> _WHAT YOU NEED TO DO_:
Across the material below, how many lines contain the word "pros"? Respond with the number only.

> _EXCERPTED RECORDS_:
PR #3128, opened 2026-04-14
fix(web): serialize duckduckgo search calls

### LINKED ISSUE #2828: DuckDuckGo web search hangs entire system
As soon as nanobot performs a websearch using DuckDuckGo, not just the agent, but also the entire system hangs. I can't cancel the process using Ctrl+C. I can't even shutdown the system gracefully from Proxmox. I have to "stop" it, aka force stop it. It seems to specifically be DuckDuckGo. The agent works fine, communicates with its provider, responds to messages, etc. It just hangs on DuckDuckGo web searches.

As soon as I got a Brave API key, web searches started working, which is why I think it's DuckDuckGo and not a network problem in my container. Claude says "the process is likely stuck in an uninterruptible wait on a network socket with no timeout." No idea if that's correct, but far be it from me to disagree with the LLM.

**Repro instructions**:

* Run `nanobot agent --logs`
* Enter `web search the best openclaw alternatives and present a table of pros and cons`
* Wait. Nothing should happen.
* Try canceling the command. nothing should happen.

**Environment info**:

* nanobot version: `🐈 nanobot v0.1.4.post6`
* System: Debian GNU/Linux 12 (bookworm) on x86_64
* Kernel: Linux 6.17.2-1-pve
* Architecture: 64-bit
* Environment: LXC container
* Python: 3.11.2

**Logs:**

```
🐈 Interactive mode (type exit or Ctrl+C to quit)

You: 2026-04-05 20:06:27.421 | INFO     | nanobot.agent.loop:run:362 - Agent loop started
You: web search the best openclaw alternatives and present a table of pros and cons
2026-04-05 20:06:49.475 | INFO     | nanobot.agent.loop:_process_message:507 - Processing message from cli:user: web search the best openclaw alternatives and present a table of pros and cons
⠋ nanobot is thinking...2026-04-05 20:06:50.414 | DEBUG    | nanobot.agent.memory:maybe_consolidate_by_tokens:323 - Token consolidation idle cli:direct: 38916/65536 via tiktoken
⠸ nanobot is thinking...2026-04-05 20:07:04.227 | INFO     | nanobot.agent.loop:before_execute_tools:97 - Tool call: web_search({"query": "OpenClaw alternative clawhub agent skill platform 2026", "count": 10})
2026-04-05 20:07:04.227 | INFO     | nanobot.agent.loop:before_execute_tools:97 - Tool call: web_search({"query": "OpenClaw vs alternatives comparison agent platform", "count": 10})
2026-04-05 20:07:04.227 | WARNING  | nanobot.agent.tools.web:_search_brave:115 - BRAVE_API_KEY not set, falling back to DuckDuckGo
2026-04-05 20:07:04.275 | WARNING  | nanobot.agent.tools.web:_search_brave:115 - BRAVE_API_KEY not set, falling back to DuckDuckGo
```

yeyitech:
## Summary
- treat DuckDuckGo-backed `web_search` as exclusive so the runner never executes multiple `ddgs` searches in parallel
- keep other search backends concurrency-safe when they have their own configured credentials/base URLs
- add coverage for both the backend-specific concurrency flags and the runner's exclusive batching behavior

## Tests
- `./.venv312/bin/pytest tests/tools/test_web_search_tool.py -q`
- `./.venv312/bin/pytest tests/agent/test_runner.py -q`
- `./.venv312/bin/ruff check nanobot/agent/tools/web.py tests/tools/test_web_search_tool.py --select I,F`

Closes #2828

### DIFF
--- a/nanobot/agent/tools/web.py
+++ b/nanobot/agent/tools/web.py
@@ -96,9 +96,36 @@ class WebSearchTool(Tool):
         self.config = config if config is not None else WebSearchConfig()
         self.proxy = proxy
 
+    def _effective_provider(self) -> str:
+        """Resolve the backend that execute() will actually use."""
+        provider = self.config.provider.strip().lower() or "brave"
+        if provider == "duckduckgo":
+            return "duckduckgo"
+        if provider == "brave":
+            api_key = self.config.api_key or os.environ.get("BRAVE_API_KEY", "")
+            return "brave" if api_key else "duckduckgo"
+        if provider == "tavily":
+            api_key = self.config.api_key or os.environ.get("TAVILY_API_KEY", "")
+            return "tavily" if api_key else "duckduckgo"
+        if provider == "searxng":
+            base_url = (self.config.base_url or os.environ.get("SEARXNG_BASE_URL", "")).strip()
+            return "searxng" if base_url else "duckduckgo"
+        if provider == "jina":
+            api_key = self.config.api_key or os.environ.get("JINA_API_KEY", "")
+            return "jina" if api_key else "duckduckgo"
+        if provider == "kagi":
+            api_key = self.config.api_key or os.environ.get("KAGI_API_KEY", "")
+            return "kagi" if api_key else "duckduckgo"
+        return provider
+
     @property
     def read_only(self) -> bool:
         return True
+
+    @property
+    def exclusive(self) -> bool:
+        """DuckDuckGo searches are serialized because ddgs is not concurrency-safe."""
+        return self._effective_provider() == "duckduckgo"
 
     async def execute(self, query: str, count: int | None = None, **kwargs: Any) -> str:
         provider = self.config.provider.strip().lower() or "brave"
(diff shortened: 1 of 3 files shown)


Re-bin (approved):

The reason for this change is that `web_search` is normally treated as a read-only concurrency-safe tool, so the runner may batch multiple search calls in parallel. That is fine for credentialed backends like Brave or Tavily, but it is not safe for the DuckDuckGo/ddgs path. The linked issue shows that multiple concurrent DDG-backed searches can hang the session/gateway even with the existing timeout guard in place.

What this PR does well is keep the fix narrow: it does not serialize all web search calls, only searches whose effective backend is actually DuckDuckGo, including config-level fallback cases such as Brave/Tavily/SearXNG/Jina/Kagi without their required credentials/base URL. That matches the real failure mode without giving up concurrency for the providers that can handle it.

- `python -m pytest tests/tools/test_web_search_tool.py -q`

Result:
- `18 passed`
- `67 passed`

deedy5:
`ddgs` parallel initialization deadlock is fixed in v9.14.1 (https://github.com/deedy5/primp/pull/142)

> _YOUR SOLUTION_:
3